Outra hipótese: Senado de Norte a Sul, com edição das falas da semana por regiões. O apresentador mostraria as falas do Norte, depois as do Nordeste, depois as do Centro-Oeste, etc. O critério geográfico afastaria a subjetividade.

Outra hipótese: Senado História, reunindo os discursos feitos para assinalar datas.

Outra hipótese: Senado Economia, reunindo os discursos econômicos da semana.

Afastar a subjetividade não é desculpa para esquecer a criatividade.

(Texto original de 24/03/1998, revisto a 22/03/2001)

Adendo após o debate de 6.03.2009

Muitos, na SECS, me consideram um inimigo das produções jornalísticas ou culturais que aqui são feitas. Gostaria de esclarecer que apenas acho que se dedica muito esforço e recurso para produzir, em detrimento da transparência. Compramos equipamentos para produzir vinhetas, mas não cabeamos duas câmeras em todas as salas de comissões. Isso atende aos que acham que a TV Senado deve melhorar a imagem da Casa. Eu não acho. Acho que a imagem da Casa é fruto do que os senadores fazem, e a nós cabe mostrá-la como ela é.

Quando apenas mostramos o Senado funcionando, o discurso em plenário sobre o pagamento de horas-extras (que ocorre agora, enquanto escrevo), tem um peso. Se, no entanto, cercamos essa transmissão com as belezas turísticas da Paraíba, a evolução histórica do Cegraf, a relevância tecnológica do Prodasen – para não falar do chorinho das quintas e da música erudita dos fins de semana – o peso relativo fica menor.
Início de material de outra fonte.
PR #218, opened 2026-03-15
Feat: Allow requiring zap from edit mode (for Storyboards)

EstebenR:
Studio will return true for RunService:IsServer() in edit mode. For testing components using storyboards, any component that requires the client network module will error.

This fix makes it so Zap is allowed to be required while in edit mode even if IsServer returns true

### DIFF
--- a/zap/src/output/luau/client.rs
+++ b/zap/src/output/luau/client.rs
@@ -1457,7 +1457,7 @@ impl<'src> ClientOutput<'src> {
 	}
 
 	pub fn push_check_server(&mut self) {
-		self.push_line("if RunService:IsServer() then");
+		self.push_line("if RunService:IsServer() and not RunService:IsEdit() then");
 		self.indent();
 		self.push_line("error(\"Cannot use the client module on the server!\")");
 		self.dedent();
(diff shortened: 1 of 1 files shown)


Ezzenix:
IsEdit has plugin security it will error when playing.

EstebenR:
> IsEdit has plugin security it will error when playing.

Error how? I currently have this change live in my games and there's no issue

Ezzenix:
Then you are not requiring from the server in your live game. Since RunService:IsServer() is false the RunService:IsEdit() never runs for you.

EstebenR:
Working as intended then? If ClientNetwork were to be required from the server in live it should error anyways, shouldn't it?
I guess we could wrap it in a pcall in that case so that the error is descriptive... What do you suggest?

Ezzenix:
Calling IsEdit() outside of a plugin will give this error
"The current thread cannot call 'IsEdit' (lacking capability Plugin)"

I think what you want is
```
if RunService:IsServer() and RunService:IsRunning() then
	error("Cannot use the client module on the server!")
end
```

EstebenR:
Yep you're right. I've tested it and it works for storyboards :D

sasial-dev:
Realised I forgot to hit approve - but thank you!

Acima há indicações de programas que suponho compatíveis com a transparência. O “Agora é Lei”, por exemplo, por mim seria sempre mantido e valorizado. Um “Jornal do Senado” resumindo os resultados das reuniões de comissões e plenárias é útil para o telespectador. Mas reforcei as minhas velhas dúvidas ao ouvir hoje, no “Senado Agora” que “teriam sido pagas” horas-extras durante o recesso. Teriam sido ou foram pagas? Fazemos jornalismo ou maquiagem?